Love the first one, second one looks like it still needs some work, not enough shading I think.


----------



## TerryCurley

Thanks Liz. I've decided I need to set back the water under the arch a little. It's a little confusing the way it is right now.


----------



## TerryCurley

Thank you. Did some quick tweaking on the first picture. This photo was taken indoors so it is not as bright.


----------



## Mel_Robertson

I love them both especially (Landbridge by the Sea) the colors are so rich and the fade in the hill between the arch in the background is great - also the detail in the rocks are great thanks!


----------



## abt2k15

good work! thank you for showing


----------



## dickhutchings

They both turned out very nice Terry. I really like your waves and the colors in the second one.


----------



## Susan Mulno

These are wonderful Terry! 

Good fix on the water behind the rocks. Before it was a little confusing. 

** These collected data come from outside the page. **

PR #3124, opened 2023-01-07
Change `text/plain` API responses to `application/json`

jjlin:
Recent versions of the Bitwarden clients (see bitwarden/clients#3574) won't parse non-JSON responses. The most noticeable consequence is that `/api/accounts/revision-date` responses won't be parsed, leading to `/api/sync` always being called, even when it's not necessary.


tessus:
Hmm, this is interesting. The bw clients do not check whether the response is a valid JSON document, but whether the content-type is JSON. e.g. I can send any data with any type of content-type....

BlackDex (approved):

PR #3126, opened 2023-01-09
Remove `shrink-to-fit=no` from viewport-meta-tag

redwerkz:
This was a workaroud needed for iOS versions before 9.3 and is not part of the recommended viewport meta tag anymore.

I agree the details in the rocks are great.


----------



## TerryCurley

Thank you all for your compliments.

I'm going to make one more correction. I need to make the back end of the rocks in the fore front more distinct to show better that the fore front rocks are not level with the floor of the arch. It is a little confusing right now when you look at it from afar, when you get close it is clearer.


----------



## TerryCurley

Latest little change.


----------



## dickhutchings

Terry, I think 80% of this is really nice and up to par but I really feel the rock face on the right needs some larger shapes. I'd hate to see you ruin this by trying something I'm suggesting but I feel it needs it. It may be because I saw the reference photo that I'm even aware of it.


----------



## dickhutchings

I have a question for you Terry. When you paint a scene like this, do you paint the entire background, ocean and sky and then paint your cliffs? Or do you section off your painting?


----------



## TerryCurley

dickhutchings said:


> I have a question for you Terry. When you paint a scene like this, do you paint the entire background, ocean and sky and then paint your cliffs? Or do you section off your painting?


I did the sky and the first layer of the water before the rocks. But I had the rocks sketched in and avoided the rock area when doing the background. Why do you ask?

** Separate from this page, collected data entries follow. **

PR #3240, opened 2023-02-11
Version string verbosity

strump:
Build script doesn't produce version string if no git history is available.

**Steps to reproduce:**

1. Clone repo with **no history** (Mogenius.com does this): `git clone --depth 1 https://github.com/dani-garcia/vaultwarden.git`
2. Build docker image: `docker build --build-arg DB=sqlite -f docker/amd64/Dockerfile -t vaultwarden:local .`
3. Run it: `docker run -it --rm vaultwarden:local`

**Actual result**: no version information in output
```
/--------------------------------------------------------------------\
|                        Starting Vaultwarden                        |
|--------------------------------------------------------------------|
| This is an *unofficial* Bitwarden implementation, DO NOT use the   |
| official channels to report bugs/features, regardless of client.   |
| Send usage/configuration questions or feature requests to:         |
|   https://vaultwarden.discourse.group/                             |
| Report suspected bugs/issues in the software itself at:            |
|   https://github.com/dani-garcia/vaultwarden/issues/new            |
\--------------------------------------------------------------------/
```

**After this PR:**
```
/--------------------------------------------------------------------\
|                        Starting Vaultwarden                        |
|             Version main-7d7da921 2023-02-11 17:27:10              |
|--------------------------------------------------------------------|
| This is an *unofficial* Bitwarden implementation, DO NOT use the   |
| official channels to report bugs/features, regardless of client.   |
| Send usage/configuration questions or feature requests to:         |
|   https://vaultwarden.discourse.group/                             |
| Report suspected bugs/issues in the software itself at:            |
|   https://github.com/dani-garcia/vaultwarden/issues/new            |
\--------------------------------------------------------------------/
```

**Description:**
* Last tag is now optional.
* Timestamp is added to version string.

Four types of version string are generated in build.rs:
1. Main branch + last tag → `{last_tag}-{rev_short} {commit_time}`
2. Main branch  → `main-{rev_short} {commit_time}`
3. Non-main branch + last tag  → `{last_tag}-{rev_short} ({branch}) {commit_time}`
4. Non-main branch  → `{rev_short} ({branch}) {commit_time}`

### DIFF
--- a/build.rs
+++ b/build.rs
@@ -57,8 +57,10 @@ fn version_from_git_info() -> Result<String, std::io::Error> {
 
     // The last available tag, equal to exact_tag when
     // the current commit is tagged
-    let last_tag = run(&["git", "describe", "--abbrev=0", "--tags"])?;
-    println!("cargo:rustc-env=GIT_LAST_TAG={last_tag}");
+    let last_tag_maybe = run(&["git", "describe", "--abbrev=0", "--tags"]).ok();
+    if let Some(ref last_tag) = last_tag_maybe {
+        println!("cargo:rustc-env=GIT_LAST_TAG={last_tag}");
+    }
 
     // The current branch name
     let branch = run(&["git", "rev-parse", "--abbrev-ref", "HEAD"])?;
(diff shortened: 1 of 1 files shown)


build.rs
```diff
@@ -57,8 +57,10 @@ fn version_from_git_info() -> Result<String, std::io::Error> {
 
     // The last available tag, equal to exact_tag when
     // the current commit is tagged
-    let last_tag = run(&["git", "describe", "--abbrev=0", "--tags"])?;
-    println!("cargo:rustc-env=GIT_LAST_TAG={last_tag}");
+    let last_tag_maybe = run(&["git", "describe", "--abbrev=0", "--tags"]).ok();
```
williamdes, line 60: You should use https://crates.io/crates/vergen for that

BlackDex: That is maybe a nice one to use instead of our custom calls, and it could provide some more info.

BlackDex:
Besides the tests that are failing. There is an env variable that can be set if it is known to not having a full git clone.
You can use `VW_VERSION` to set a custom version string instead of this modification.

build.rs
williamdes: yean and its very easy to use, I use it on https://github.com/wdes/mail-autodiscover-autoconfig/issues/3#issuecomment-1230181511
if examples are needed

build.rs
```diff
@@ -69,12 +71,25 @@ fn version_from_git_info() -> Result<String, std::io::Error> {
     let rev_short = rev.get(..8).unwrap_or_default();
     println!("cargo:rustc-env=GIT_REV={rev_short}");
 
+    // The current git commit time
+    let commit_time = run(&["git", "log", "-1", "--format=%cd", "--date=format:%Y-%m-%d %H:%M:%S"])?;
```
jjlin, line 75: Adding the commit time to the version string seems overly verbose, and isn't something that's usually included in a version string itself. While I don't feel that including the commit time is all that valuable, if you really want to include it, I think it should go on its own line of output, and it should also include timezone info.

BTW, `hooks/build` already includes the build (not commit) time in the Docker image. To me it seems a bit odd for those times not to match, so that's another reason I'd favor not including the commit time.

BlackDex:
I have looked into `vergen`, and it looks nice, but it would change our current version string and not the same info we would want.
While I can see a good point into using the commit date as build date in case no other info is present, it isn't very useful in the end I think.

If some maintainer or builder is using a shallow pull they should export `VW_VERSION` with the correct version them self, since they probably also need to give there package or image a version number, and they can set the same.

Going to close this as we are not going to implement this.
I might see if i can add some more features to `vergen` so we can use it with our may of versioning, and i think it could be useful for other projects as well. But that is something for later.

I think the surface of the rocks on the right is rough but look again at the photo and see how rough and pitted it is. What I do agree with you is that they should have some more shapes to it. Somehow I lost that. I don't know if I will attempt to make the change or not. I've ruined too many good paintings trying to fix them.


----------



## dickhutchings

I ask because I always paint the entire background and then paint over it. Seems less like a waste of good paint.


----------



## TerryCurley

dickhutchings said:


> I ask because I always paint the entire background and then paint over it. Seems less like a waste of good paint.


I often do that, it just depends on the painting I'm doing. The next two I'm doing I did the full background like you do.

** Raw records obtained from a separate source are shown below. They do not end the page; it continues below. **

PR #3251, opened 2023-02-16
Validate all needed fields for client API login

BlackDex:
During the client API login we need to have a `device_identifier`, `device_name` and `device_type`.
When these were not provided Vaultwarden would panic.

This PR add checks for these fields and makes sure it returns a better error message instead of causing a panic.

### DIFF
--- a/src/api/identity.rs
+++ b/src/api/identity.rs
@@ -52,6 +52,10 @@ async fn login(data: Form<ConnectData>, client_header: ClientHeaders, mut conn: 
             _check_is_some(&data.client_secret, "client_secret cannot be blank")?;
             _check_is_some(&data.scope, "scope cannot be blank")?;
 
+            _check_is_some(&data.device_identifier, "device_identifier cannot be blank")?;
+            _check_is_some(&data.device_name, "device_name cannot be blank")?;
+            _check_is_some(&data.device_type, "device_type cannot be blank")?;
+
             _api_key_login(data, &mut user_uuid, &mut conn, &ip).await
         }
         t => err!("Invalid type", t),


src/api/identity.rs
```diff
@@ -52,6 +52,9 @@ async fn login(data: Form<ConnectData>, client_header: ClientHeaders, mut conn:
             _check_is_some(&data.client_secret, "client_secret cannot be blank")?;
             _check_is_some(&data.scope, "scope cannot be blank")?;
 
+            _check_is_some(&data.device_identifier, "device_identifier cannot be blank")?;
+            _check_is_some(&data.device_name, "device_name cannot be blank")?;
```
jjlin, line 56: It seems like `device_type` should be checked too then? At least that's what the client code seems to be doing:

1. https://github.com/bitwarden/clients/blob/65b9ab66d0b9d51a467997abbec484cf7b95b0cf/libs/common/src/auth/login-strategies/user-api-login.strategy.ts#L59
2. https://github.com/bitwarden/clients/blob/65b9ab66d0b9d51a467997abbec484cf7b95b0cf/libs/common/src/auth/login-strategies/login.strategy.ts#L81-L82
3. https://github.com/bitwarden/clients/blob/65b9ab66d0b9d51a467997abbec484cf7b95b0cf/libs/common/src/auth/models/request/identity-token/device.request.ts#L11-L13

BlackDex: Hmm, ill have to check, but that isn't really used during session/refresh token generation and validation. But, if the cli does send that it would be best to add it also. Just having those two fields checked was enough to be able to login without a panic.

Thx for the pointers.

BlackDex: Thanks @jjlin , it should be there indeed. While we catch a non-processable value to the default `14` aka `unknown`, checking this would be better indeed.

I changed the picture. Do you think it's better now? I think maybe I'm done?


----------



## dickhutchings

I definitely like it better. You pulled it off with out ruining it. Yay!!!!!


----------



## kpnuts

I love them both, I especially love the waves on the beach very expertly done.


----------



## TerryCurley

Thank you Dick and Kpnuts


----------



## kpnuts

The names ken terry, I do love you're waves.


----------



## The Markz Of Max

Wow.. amazing artworks! I especially love the canyon one.. it really is spectacular!


----------